Martin’s director is Dr. Almus Pickerbaugh, head of the Department of Public Health. Forty-eight years old, he looks like Theodore Roosevelt and makes as much as possible of the resemblance. In poetic ability, he likens himself to Longfellow. His health jingles are particularly trite and boring to Martin, though Leora considers them “cute.” The Pickerbaugh family, in addition to the husband and father, consists of the mother and eight “bounding daughters,” the oldest being nineteen-year-old Orchid, who likes men.

Dr. Pickerbaugh is involved in so many extracurricular activities that the list makes Martin’s head swim. The young physician’s life is supposed to follow the same pattern. Leora comments that he has a job that will take twenty-eight hours a day, with the rest of the time for research, barring interruptions.

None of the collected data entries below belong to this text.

PR #105, opened 2018-08-18
Initial support for parsing /proc/net/arp

skottler:
This introduces ARP support for this package. Ultimately this will be used to keep track of more complex neighbor state for IPv6 support, but in the meantime should lay the foundation for removing `/proc` parsing logic from `collector/arp_linux.go` in `node_exporter`.

/cc https://github.com/prometheus/node_exporter/pull/540 where this was originally discussed
/cc https://github.com/prometheus/node_exporter/issues/535

### DIFF
--- a/arp.go
+++ b/arp.go
@@ -75,7 +75,6 @@ func parseARPEntries(file io.Reader) ([]ARPEntry, error) {
 }
 
 func parseARPEntry(columns []string) (ARPEntry, error) {
-
 	ip := net.ParseIP(columns[0])
 	mac := net.HardwareAddr(columns[3])
 
--- a/arp.go
+++ b/arp.go
@@ -53,14 +53,21 @@ func parseARPEntries(file io.Reader) ([]ARPEntry, error) {
 
 	for scanner.Scan() {
 		columns := strings.Fields(scanner.Text())
+		width := len(columns)
+		expectedDataWidth := 6
+		expectedHeaderWidth := 9
 
-		if columns[0] != "IP" {
+		if width == expectedHeaderWidth {
+			break
+		} else if width == expectedDataWidth {
 			entry, err := parseARPEntry(columns)
 			if err != nil {
 				return []ARPEntry{}, fmt.Errorf("failed to parse ARP entry: %s", err)
 			}
 
 			entries = append(entries, entry)
+		} else {
+			return []ARPEntry{}, fmt.Errorf("%d columns were detected, but %d were expected", width, expectedDataWidth)
 		}
 	}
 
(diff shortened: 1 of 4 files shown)


arp.go
```diff
@@ -0,0 +1,86 @@
+// Copyright 2018 The Prometheus Authors
+// Copyright 2018 Sam Kottler <shkottler@gmail.com>
+
```
grobie: Please keep the license as one contiguous block and prefix this empty line with `//`.

arp.go
```diff
@@ -0,0 +1,86 @@
...
+import (
+	"bufio"
+	"fmt"
+	"io"
+	"net"
+	"os"
+	"strings"
+)
+
+type ARPEntry struct {
```
grobie: Needs a documentation.

arp.go
```diff
@@ -0,0 +1,86 @@
...
+	// IP address
+	IPAddr net.IP
+	// MAC address
+	HWAddr net.HardwareAddr
+	// Name of the device
+	Device string
+}
+
+func (fs FS) GatherARPEntries() ([]ARPEntry, error) {
```
grobie: Needs a documentation (which seems to have been pushed down to the next function).

arp.go
```diff
@@ -0,0 +1,86 @@
...
+			entry, err := parseARPEntry(columns)
+			if err != nil {
+				return []ARPEntry{}, fmt.Errorf("Failed to parse ARP entry: %s", err)
+			}
+
+			entries = append(entries, entry)
+		}
+	}
+
+	return entries, nil
```
grobie: You need to check for errors returned by the scanner. Can be easily done by changing this line to `return entries, scanner.Err()`.

arp.go
```diff
@@ -0,0 +1,86 @@
...
+// GatherARPEntries retrieves all the ARP entries, parse the relevant columns,
+// and then return a slice of ARPEntry's.
+func parseARPEntries(file io.Reader) ([]ARPEntry, error) {
+	scanner := bufio.NewScanner(file)
+	entries := make([]ARPEntry, 0)
+
+	for scanner.Scan() {
+		columns := strings.Fields(scanner.Text())
+
+		if columns[0] != "IP" {
```
grobie: This will panic in case `scanner.Text()` returned an empty string. You need to check that `columns` has the expected length first, and return an error otherwise.

arp.go
```diff
@@ -0,0 +1,86 @@
...
+			entry, err := parseARPEntry(columns)
+			if err != nil {
+				return []ARPEntry{}, fmt.Errorf("Failed to parse ARP entry: %s", err)
```
grobie: Error strings should not be capitalized https://github.com/golang/go/wiki/CodeReviewComments#error-strings

discordianfish:
@grobie Can we get this merged?

pgier:
@skottler would you mind rebasing this on the latest master and squashing the commits?

skottler:
I don't plan on finishing this so I'm going to close the pull request. Would love it if someone else could pick things up and get them across the finish line, but I don't have time right now.

discordianfish:
@skottler Understandable and sorry again for leaving this linger around for so long.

During an interminable evening at the Pickerbaugh home, when Martin and Leora are overfed and worn to a frazzle with after-dinner games, Orchid takes advantage of the opportunity to become quite familiar with the young doctor. Leora is jealous and on the way home reminds him that he is hers and that she will tolerate no trespassers. Over coffee at an all-night lunch wagon, Martin hears the workingman’s evaluation of Pickerbaugh, which is favorable.

Analysis

Lewis is never nearer Dickens than in this chapter. The very name of Pickerbaugh, with its irony, recalls Micawber, Pecksniff, Chuzzlewit, and a dozen others. The extreme extrovert qualities of the man and the multitude of activities, serious and inconsequential, in which he is involved identify him with the American go-getters, however, already depicted in Babbitt. As a result of the impossible load of duties assigned to him, Martin is almost ready to grab Leora and to take the next train out of town. His better judgment, however, causes him to remain and to try the position for a while, in spite of his disappointment in regard to laboratory work.